(Data for review begins)

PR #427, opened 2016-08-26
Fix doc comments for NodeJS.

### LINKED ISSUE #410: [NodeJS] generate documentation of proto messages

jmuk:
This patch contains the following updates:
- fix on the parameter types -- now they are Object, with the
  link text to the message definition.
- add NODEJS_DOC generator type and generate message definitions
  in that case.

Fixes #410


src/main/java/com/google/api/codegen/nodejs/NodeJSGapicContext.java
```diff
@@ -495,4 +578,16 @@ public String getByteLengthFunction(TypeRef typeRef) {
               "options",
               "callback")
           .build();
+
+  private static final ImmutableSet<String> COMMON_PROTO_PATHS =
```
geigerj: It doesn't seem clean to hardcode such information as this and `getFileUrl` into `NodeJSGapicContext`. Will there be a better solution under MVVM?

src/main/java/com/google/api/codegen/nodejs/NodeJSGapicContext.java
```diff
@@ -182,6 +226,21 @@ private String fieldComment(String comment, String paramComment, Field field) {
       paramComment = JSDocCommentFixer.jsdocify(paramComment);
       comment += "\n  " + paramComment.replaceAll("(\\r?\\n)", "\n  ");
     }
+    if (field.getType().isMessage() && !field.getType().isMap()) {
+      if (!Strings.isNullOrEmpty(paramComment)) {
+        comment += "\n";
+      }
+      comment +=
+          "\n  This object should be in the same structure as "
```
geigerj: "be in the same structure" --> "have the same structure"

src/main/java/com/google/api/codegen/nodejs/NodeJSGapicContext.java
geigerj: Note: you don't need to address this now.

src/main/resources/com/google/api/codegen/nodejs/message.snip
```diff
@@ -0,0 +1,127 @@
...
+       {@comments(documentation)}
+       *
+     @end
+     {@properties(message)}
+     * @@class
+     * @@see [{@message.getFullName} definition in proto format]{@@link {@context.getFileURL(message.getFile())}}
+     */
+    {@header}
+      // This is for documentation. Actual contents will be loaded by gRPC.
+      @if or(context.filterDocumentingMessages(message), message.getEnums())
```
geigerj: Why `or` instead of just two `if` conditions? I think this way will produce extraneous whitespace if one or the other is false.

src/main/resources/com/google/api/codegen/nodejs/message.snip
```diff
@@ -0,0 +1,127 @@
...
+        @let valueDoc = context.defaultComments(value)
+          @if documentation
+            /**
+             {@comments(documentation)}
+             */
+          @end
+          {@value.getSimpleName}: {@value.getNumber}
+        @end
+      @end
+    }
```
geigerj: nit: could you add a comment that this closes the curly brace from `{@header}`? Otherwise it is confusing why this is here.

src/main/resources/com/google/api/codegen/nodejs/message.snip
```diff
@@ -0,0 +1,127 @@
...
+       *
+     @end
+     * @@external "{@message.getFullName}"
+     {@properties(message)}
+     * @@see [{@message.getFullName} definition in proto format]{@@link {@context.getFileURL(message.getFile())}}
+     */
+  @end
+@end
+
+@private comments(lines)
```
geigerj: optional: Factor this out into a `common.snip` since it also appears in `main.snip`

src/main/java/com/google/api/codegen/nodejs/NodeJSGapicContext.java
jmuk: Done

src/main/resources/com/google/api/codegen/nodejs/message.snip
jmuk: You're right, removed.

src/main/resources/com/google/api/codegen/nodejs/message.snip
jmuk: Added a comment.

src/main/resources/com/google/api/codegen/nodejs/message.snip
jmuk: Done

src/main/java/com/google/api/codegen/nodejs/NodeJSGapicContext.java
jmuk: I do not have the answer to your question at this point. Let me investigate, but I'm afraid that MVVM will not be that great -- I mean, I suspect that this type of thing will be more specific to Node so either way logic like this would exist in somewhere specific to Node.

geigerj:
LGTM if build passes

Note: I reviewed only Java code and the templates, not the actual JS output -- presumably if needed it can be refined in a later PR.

(Data for review ends)

* _Brief_
Each line above needs to be written out again exactly.

* _Your response_
PR #427, opened 2016-08-26
Fix doc comments for NodeJS.

### LINKED ISSUE #410: [NodeJS] generate documentation of proto messages

jmuk:
This patch contains the following updates:
- fix on the parameter types -- now they are Object, with the
  link text to the message definition.
- add NODEJS_DOC generator type and generate message definitions
  in that case.

Fixes #410


src/main/java/com/google/api/codegen/nodejs/NodeJSGapicContext.java
```diff
@@ -495,4 +578,16 @@ public String getByteLengthFunction(TypeRef typeRef) {
               "options",
               "callback")
           .build();
+
+  private static final ImmutableSet<String> COMMON_PROTO_PATHS =
```
geigerj: It doesn't seem clean to hardcode such information as this and `getFileUrl` into `NodeJSGapicContext`. Will there be a better solution under MVVM?

src/main/java/com/google/api/codegen/nodejs/NodeJSGapicContext.java
```diff
@@ -182,6 +226,21 @@ private String fieldComment(String comment, String paramComment, Field field) {
       paramComment = JSDocCommentFixer.jsdocify(paramComment);
       comment += "\n  " + paramComment.replaceAll("(\\r?\\n)", "\n  ");
     }
+    if (field.getType().isMessage() && !field.getType().isMap()) {
+      if (!Strings.isNullOrEmpty(paramComment)) {
+        comment += "\n";
+      }
+      comment +=
+          "\n  This object should be in the same structure as "
```
geigerj: "be in the same structure" --> "have the same structure"

src/main/java/com/google/api/codegen/nodejs/NodeJSGapicContext.java
geigerj: Note: you don't need to address this now.

src/main/resources/com/google/api/codegen/nodejs/message.snip
```diff
@@ -0,0 +1,127 @@
...
+       {@comments(documentation)}
+       *
+     @end
+     {@properties(message)}
+     * @@class
+     * @@see [{@message.getFullName} definition in proto format]{@@link {@context.getFileURL(message.getFile())}}
+     */
+    {@header}
+      // This is for documentation. Actual contents will be loaded by gRPC.
+      @if or(context.filterDocumentingMessages(message), message.getEnums())
```
geigerj: Why `or` instead of just two `if` conditions? I think this way will produce extraneous whitespace if one or the other is false.

src/main/resources/com/google/api/codegen/nodejs/message.snip
```diff
@@ -0,0 +1,127 @@
...
+        @let valueDoc = context.defaultComments(value)
+          @if documentation
+            /**
+             {@comments(documentation)}
+             */
+          @end
+          {@value.getSimpleName}: {@value.getNumber}
+        @end
+      @end
+    }
```
geigerj: nit: could you add a comment that this closes the curly brace from `{@header}`? Otherwise it is confusing why this is here.

src/main/resources/com/google/api/codegen/nodejs/message.snip
```diff
@@ -0,0 +1,127 @@
...
+       *
+     @end
+     * @@external "{@message.getFullName}"
+     {@properties(message)}
+     * @@see [{@message.getFullName} definition in proto format]{@@link {@context.getFileURL(message.getFile())}}
+     */
+  @end
+@end
+
+@private comments(lines)
```
geigerj: optional: Factor this out into a `common.snip` since it also appears in `main.snip`

src/main/java/com/google/api/codegen/nodejs/NodeJSGapicContext.java
jmuk: Done

src/main/resources/com/google/api/codegen/nodejs/message.snip
jmuk: You're right, removed.

src/main/resources/com/google/api/codegen/nodejs/message.snip
jmuk: Added a comment.

src/main/resources/com/google/api/codegen/nodejs/message.snip
jmuk: Done

src/main/java/com/google/api/codegen/nodejs/NodeJSGapicContext.java
jmuk: I do not have the answer to your question at this point. Let me investigate, but I'm afraid that MVVM will not be that great -- I mean, I suspect that this type of thing will be more specific to Node so either way logic like this would exist in somewhere specific to Node.

geigerj:
LGTM if build passes

Note: I reviewed only Java code and the templates, not the actual JS output -- presumably if needed it can be refined in a later PR.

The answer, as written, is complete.